# New Avatar won't upload



## stindall

I've tried multiple images, even tried uploaded them to other sites and linking but nothing works. What's the deal?


----------



## stindall

bump


----------



## jennyjinx3

This is also happening to me.


----------



## stindall

jennyjinx3 said:


> This is also happening to me.



ah, glad I'm not alone! I tried on all of my computers, several browsers, from my phone, touchpad etc and nothing works!


----------



## WebmasterMaryJo

What are you trying to upload?  Email the picture to me and I'll see if I can do it for you.

maryjo@wdwinfo.com


----------



## disneegrl4eva

MJ, I am having the same problem...I came over here just to see if its an issue and obviously it is...I have pics that Ive used on here for years and none of them are taking ..not having any problems uploading sigs...just avatars...


----------



## WebmasterMaryJo

Lynn,

Email them to me and I will try & upload for you.
maryjo@wdwinfo.com.  

I was able to do so for stindall.


----------



## disneegrl4eva

Mary Jo said:
			
		

> What are you trying to upload?  Email the picture to me and I'll see if I can do it for you.
> 
> maryjo@wdwinfo.com



Sent!
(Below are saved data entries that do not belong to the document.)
PR #159, opened 2026-08-01
feat(devtools): factory TUI shift timeline — per-agent activity strip

### LINKED ISSUE #150: feat(devtools): factory TUI shift timeline — per-agent activity strip for the last hours
## What & why

The office shows the **present** (who is typing, who is asleep) and the 24h
GitHub **aggregate** (🏆 scoreboard sparkline), but nothing shows *who worked
when*. An operator watching the loop regularly asks questions the TUI cannot
answer today:

- did `scout` actually run this morning, or has its timer been dead since 9h?
- `roast` has been `veille` for a while — when was its last run?
- is one agent hogging the machine (back-to-back runs) while another never fires?

A one-row-per-agent **shift timeline** answers all three at a glance, from data
already on disk. It is the office's *timesheet board*, complementary to the
scoreboard: the scoreboard counts GitHub outcomes, the timeline shows local
agent occupancy — a scout that ran 5 times and produced nothing is invisible on
the scoreboard and obvious here.

## Approach

**Poller**: none new. `poll_med()` already does `os.listdir(LOG_DIR)` for the 📻
ticker. Extend that same scan: agent log files are named
`<agent>-<YYYYMMDDThhmmss>.log` (e.g. `qa-131-20260731T094720.log`) — the
filename gives the run **start**, `os.path.getmtime` gives the last write
(≈ run **end**). Bucket each run into fixed slots over the last `N` hours and
store one string per ROSTER key in `STATE["shifts"]`, computed in a pure helper
(`compute_shifts(entries, now)`) so `--check` can assert on it without a
filesystem.

Roster mapping reuses the existing `LOG_PREFIX_OF` indirection, and keys like
`qa-131` collapse to their agent (`qa`) by stripping a trailing numeric segment.

**Render**: a `⏱ TIMELINE` panel, one line per agent that has any run in the
window, built through `dpad()` like every other panel:

```
⏱ TIMELINE  ── 6h ─────────────── 09h ──── 11h ──── 13h ─── now ┐
🔍 SCOUT    ░░░░░▓▓░░░░░░░░░░░░░░▓▓▓░░░░░░░░░░░░░░░░░░░░░░░░░░░░
🔥 ROAST    ░░░░░░▓░░░░░░░░░░░░░░░▓▓░░░░░░░░░░░░░░░░░░░░░▓▓▓░░░░
🧪 QA       ░▓▓░░▓▓░░░▓▓░░░░▓░░░░░▓░░░░░▓▓░░░░▓▓▓░░░░░░░░░▓░░░░░
```

Placement: below the 🏆 SCOREBOARD, in the same panel stack — so it goes through
the existing `panel_rows()` / `desk_cap()` height budgeting and simply drops
out first on short terminals (empty window → no panel, like the scoreboard).
Slot width is derived from the panel width (`window_hours * 3600 / cols`), so
it degrades from ~7 min/char on a wide terminal to ~20 min/char on 80 cols
instead of breaking alignment. Window configurable via `FACTORY_TIMELINE_H`
(default 6), clamped like `FACTORY_STALL_MIN` does.

Stdlib only (`os.scandir`, `time`), read-only (stat + filename parsing, no
reads of log contents beyond what the ticker already does), no new subprocess.

## Acceptance criteria

- [ ] A `⏱ TIMELINE` panel renders one row per agent with at least one run in the window, ordered like the desk roster.
- [ ] Run extents come from the log **filename timestamp** (start) and **mtime** (end); a run shorter than one slot still marks exactly one slot (never invisible).
- [ ] Missing/unreadable `FACTORY_LOG_DIR` → no panel, no traceback (same graceful degradation as the ticker).
- [ ] Empty window (no run in the last N hours) → panel hidden entirely, not an empty box.
- [ ] Slot count adapts to the panel width; all frame rows keep an identical display width.
- [ ] `FACTORY_TIMELINE_H` overrides the window; a garbage value falls back to the default without crashing.
- [ ] `python3 factory-tui.py --once` still prints a frame and exits 0.
- [ ] `python3 factory-tui.py --check` still passes, with a new assertion on `compute_shifts()` over synthetic entries (fixed `now`, no filesystem).
- [ ] No new dependency, no write outside the process, `factory.py --check` still green (data core unchanged for existing callers).

## Out of scope

- Any change to the 🏆 scoreboard (aggregate GitHub stats stay as they are).
- Looper run history (`~/.looper/logs/loops`) — filename/mtime semantics differ; a follow-up can add looper desks to the same panel once this shape is validated.
- Interactive scrubbing / zooming into a past slot, clicking a slot to open its log.
- Persisting history across TUI restarts beyond what the log dir already retains.

SoulKyu:
## Summary

- Adds a `⏱ TIMELINE` panel to `factory-tui.py`, below the `🏆 SCOREBOARD`: one row per agent that ran in the last `FACTORY_TIMELINE_H` hours (default 6), reading the same log-dir scan `poll_med()` already does for the `📻` ticker — no new poller, no new dependency, no writes.
- Run extents come from the log filename (`<agent>-<ts>.log`, start) and its mtime (end); a run shorter than one slot still marks exactly one slot.
- Bucketing lives in a pure `compute_shifts(entries, now, window_hours, cols)` helper, independent of the filesystem, so `--check` asserts on it directly with synthetic entries.
- Slot count adapts to the panel width (`shift_rows()`); the set of agents shown never depends on the column count, so `desk_cap()`'s row budget and the renderer always agree.
- Empty window (nobody ran) → panel hidden entirely, same rule as the scoreboard. Missing/unreadable `FACTORY_LOG_DIR` degrades gracefully (same `try/except` as the ticker) — no panel, no traceback.
- `FACTORY_TIMELINE_H` overrides the window, clamped like `FACTORY_STALL_MIN`; a garbage value falls back to the default (6h) instead of crashing.

Fixed along the way: agent log filenames are wall-clock local time (`date +%Y%m%dT%H%M%S`, no `-u`, matching how `systemd_ts()` already parses systemd timestamps), so run starts are parsed with `time.mktime`, not `calendar.timegm` — the UTC parser silently pushed every run 1-2h into the future and made the panel disappear on a live system.

## Test plan

- [x] `python3 devtools/factory-tui/factory-tui.py --check` — selfcheck: OK (includes new `compute_shifts`/`agent_of_log`/`timeline_hours` assertions and a frame-width sweep with the panel populated)
- [x] `python3 devtools/factory-tui/factory-tui.py --once` — prints a frame, exits 0
- [x] `uv run devtools/factory-tui/factory.py --check` — selfcheck: OK (data core unchanged for existing callers)
- [x] Manually verified against the real `~/.claude-agents/notificator/logs` on this box — the panel renders live SCOUT/QA/REBASE/IDEA-P/IDEA-T activity for the last 6h

Closes #150

### DIFF
--- a/devtools/factory-tui/factory-tui.py
+++ b/devtools/factory-tui/factory-tui.py
@@ -106,6 +106,8 @@ STATE = {"loops": [], "svc": {}, "timers": {}, "prs": [], "issues": "", "ticker"
          "mail_pending": {}, "intercom": [], "score": None, "events": [], "pending": [],
          "ps_ok": True, "conveyor": None, "shifts": []}
 PENDING_MAX = 5
+TIMELINE_ROWS = 5  # panel height cap, same reason as ALARM_ROWS: a full roster must not outgrow
+                   # the always-on wall board/radio for the room desk_cap's len(ROSTER) floor leaves
 LOCK = threading.Lock()
 
 # one-shot animations, consumed by the render loop (render-side state only)
@@ -993,7 +995,7 @@ def panel_rows(p):
         n += 2 if p["score"] == "err" else 4
     n_shift = len(shift_rows(p, 1))  # cols=1: cheapest resolution that still gets the row count right
     if n_shift:
-        n += 1 + n_shift
+        n += 1 + min(n_shift, TIMELINE_ROWS) + (n_shift > TIMELINE_ROWS)
     if p["alarms"]:
         shown = alarm_shown(p["alarms"])
         n += 1 + shown + (len(p["alarms"]) > shown)
@@ -1063,8 +1065,10 @@ def render_frame(tick, width=92, sel=None, desks=None, panels=None, flash=False)
     shifts = shift_rows(p, cols)
     if shifts:  # nobody ran in the window → no panel, same rule as the scoreboard
         rows.append(("│" + dpad(f" ═══ ⏱ TIMELINE {TIMELINE_H}h ", width - 2, fill="═") + "│", 0))
-        for key, emoji, name, bar in shifts:
+        for key, emoji, name, bar in shifts[:TIMELINE_ROWS]:
             rows.append(("│ " + dpad(dpad(f"{emoji} {name}", label_w) + bar, width - 4) + " │", 0))
+        if len(shifts) > TIMELINE_ROWS:  # capped: a full roster must not evict the wall board/radio
+            rows.append(("│ " + dpad(f"… +{len(shifts) - TIMELINE_ROWS} autres", width - 4) + " │", 0))
     alrm = p["alarms"]  # from the snapshot: an alarm raised mid-frame must not outgrow the budget
     if alrm:  # no alarm → no panel
         on = flash and tick % 2 == 0
@@ -1890,13 +1894,15 @@ def selfcheck():
         STATE["svc"] = {f"notificator-{u}": {"Id": f"notificator-{u}.service", "Result": "exit-code",
                                              "ExecMainStatus": "1", "ExecMainCode": "1"}
                         for u in ("scout", "qa", "rebaser", "promoter", "docagent", "reporter", "groomer")}
+        # …and the TIMELINE panel: a full roster running charges its capped 1 + TIMELINE_ROWS + tail
+        # rows too, or this sweep would never notice TIMELINE pushing the board/radio off-screen
+        STATE["shifts"] = [(key, time.time() - 300, time.time() - 60) for key, _, _, _ in ROSTER]
     term_w = 120
     # sweep the heights: the budget boundary only shows up when (h - PANEL_ROWS) % 8 == 0,
     # so a single height silently passes an off-by-one that eats the closing border.
-    # 66 is the floor's own limit: len(ROSTER) desks are 4 grid rows, 32 + 33 panel rows = 65 frame
-    # rows (33 = 5 conveyor lanes + every other panel), and main_curses draws h-1 of them. Below
+    # 73 is the floor's own limit at this worst-case panel_rows (desks pinned at len(ROSTER)); below
     # that no cap fits the panels, so nothing to assert.
-    for term_h in range(66, 82):
+    for term_h in range(73, 89):
         panels = panel_snapshot()
         cap = desk_cap(term_h, grid_per_row(term_w), panels)
         capped = build_desks(cap)
@@ -1925,9 +1931,10 @@ def selfcheck():
     # the budget and the frame must come out of one read of STATE. Cap on an empty office, let a
     # poll fill every panel in the gap, then draw: re-reading STATE here would emit the 16 rows the
     # budget never granted and push the board past h-1, so the frame must honour the snapshot.
-    with LOCK:  # svc too: it feeds alarms(), and leaving it set makes the later poll fixtures order-dependent
+    with LOCK:  # svc/shifts too: they feed alarms()/TIMELINE, and leaving them set makes the later
+                # poll fixtures order-dependent
         STATE["pending"], STATE["intercom"], STATE["err"], STATE["score"] = [], [], "", None
-        STATE["svc"] = {}
+        STATE["svc"], STATE["shifts"] = {}, []
     quiet, term_h = panel_snapshot(), 60
     capped = build_desks(desk_cap(term_h, grid_per_row(term_w), quiet))
     with LOCK:  # the poller lands between desk_cap() and render_frame()
--- a/devtools/factory-tui/factory-tui.py
+++ b/devtools/factory-tui/factory-tui.py
@@ -106,8 +106,9 @@ STATE = {"loops": [], "svc": {}, "timers": {}, "prs": [], "issues": "", "ticker"
          "mail_pending": {}, "intercom": [], "score": None, "events": [], "pending": [],
          "ps_ok": True, "conveyor": None, "shifts": []}
 PENDING_MAX = 5
-TIMELINE_ROWS = 5  # panel height cap, same reason as ALARM_ROWS: a full roster must not outgrow
-                   # the always-on wall board/radio for the room desk_cap's len(ROSTER) floor leaves
+TIMELINE_ROWS = 5  # panel height cap once shown, same reason as ALARM_ROWS. Capping alone doesn't
+                   # stop desk_cap()'s len(ROSTER) floor from evicting the wall board/radio at
+                   # realistic terminal sizes — timeline_fits() hides the whole panel for that.
 LOCK = threading.Lock()
 
 # one-shot animations, consumed by the render loop (render-side state only)
@@ -983,19 +984,41 @@ def alarm_shown(alrm):
     return ALARM_ROWS if len(alrm) > ALARM_ROWS + 1 else len(alrm)
 
 
-def panel_rows(p):
+def desk_floor_rows(per_row):
+    """Desk-grid rows that can never shrink away: build_desks()/desk_cap() both floor the grid at
+    one desk per ROSTER role (`the roster itself is never trimmed`), so this many rows are always
+    drawn no matter how tall the panel stack below them wants to be."""
+    return -(-len(ROSTER) // per_row) * 8
+
+
+def timeline_fits(p, h, per_row):
+    """Would drawing the TIMELINE panel still leave room for every other panel and the always-on
+    wall board/radio at this terminal size? TIMELINE is the newest, least essential panel, so it
+    hides itself rather than let desk_cap()'s len(ROSTER) floor evict what must stay on screen —
+    the same rule panel_rows()/render_frame() already use for an empty shift window.
+    h/per_row unknown (older callers, --once mode, most of the self-check) → always fits."""
+    if h is None or per_row is None:
+        return True
+    n_shift = len(shift_rows(p, 1))
+    if not n_shift:
+        return True
+    shift_cost = 1 + min(n_shift, TIMELINE_ROWS) + (n_shift > TIMELINE_ROWS)
+    rest = panel_rows({**p, "shift_entries": []}, h, per_row)  # every other panel, TIMELINE excluded
+    return rest + shift_cost + desk_floor_rows(per_row) <= h - 1
+
+
+def panel_rows(p, h=None, per_row=None):
     """Non-office rows of the frame about to be drawn, from a panel_snapshot. Five of the six
     panels are conditional in render_frame, so a worst-case constant charges ~27 rows that are
     usually not drawn and pins the cap at len(ROSTER) below a 55-row terminal — the dynamic desks
-    would never appear."""
+    would never appear. TIMELINE is counted last, gated by timeline_fits(): unlike the other
+    panels it has no fixed budget slice of its own, so it must know the total everything else
+    (including the desk floor) already committed to before claiming its own rows."""
     n = 1 + 7 + 1 + 1  # title + wall board (header + issues + 5 conveyor lanes) + radio + bottom
     if p["intercom"]:
         n += 1 + len(p["intercom"])
     if p["score"]:
         n += 2 if p["score"] == "err" else 4
-    n_shift = len(shift_rows(p, 1))  # cols=1: cheapest resolution that still gets the row count right
-    if n_shift:
-        n += 1 + min(n_shift, TIMELINE_ROWS) + (n_shift > TIMELINE_ROWS)
     if p["alarms"]:
         shown = alarm_shown(p["alarms"])
         n += 1 + shown + (len(p["alarms"]) > shown)
@@ -1003,6 +1026,9 @@ def panel_rows(p):
         n += 1 + min(len(p["pending"]), PENDING_MAX) + (len(p["pending"]) > PENDING_MAX)
     if p["err"]:
         n += 1
+    n_shift = len(shift_rows(p, 1))  # cols=1: cheapest resolution that still gets the row count right
+    if n_shift and timeline_fits(p, h, per_row):
+        n += 1 + min(n_shift, TIMELINE_ROWS) + (n_shift > TIMELINE_ROWS)
     return n
 
 
@@ -1010,10 +1036,10 @@ def desk_cap(h, per_row, p):
     """Desks that still leave room for the panels below the office — an unbounded grid silently
     swallows the wall board and the radio. Budget is h-1: main_curses stops drawing at h-1, so
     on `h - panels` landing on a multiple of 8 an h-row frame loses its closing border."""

Thank you : )

Sent from my iPhone using DISBoards


----------



## ksinglet

I can't get my custom avatar to show up either.  First it wouldn't upload, I tried to compress & resize it, now it appears to upload, but doesn't show.

Any help???


----------



## WebmasterMaryJo

If you are still having trouble please email it to me at maryjo@wdwinfo.com


----------



## disneegrl4eva

Hey I still can't upload avatars....now it's blank ...im using same ones I've always used and it acts like its been accepted but then it ends up being blank

Sent from my iPhone using DISBoards


----------



## marmalade

I sent you an email as mine isn't working either.


----------



## Hunclemarco

Hello...

I cannot get my custom avatar to load either. I've tried many sizes of pictures, and i don't get anything....

I was also looking to purchase a Disboards Support badge, but when i click on the ones of members that have purchased, it doesn't take me anywhere.  I cannot seem to find the page for that anywhere.  Does this still exist?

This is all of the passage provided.